* **Directions**
Your reply should be the following data, copied exactly.

* **Data records**
PR #40, opened 2013-10-25
Anbangx/debug bubble merge

anbangx:
A couple of changes in this feature branch:
1. Add output graphviz option to driver. Now you just now to specify -localGraphOutput and you can get the local graphviz output.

* **Problem solution**
PR #40, opened 2013-10-25
Anbangx/debug bubble merge

anbangx:
A couple of changes in this feature branch:
1. Add output graphviz option to driver. Now you just now to specify -localGraphOutput and you can get the local graphviz output.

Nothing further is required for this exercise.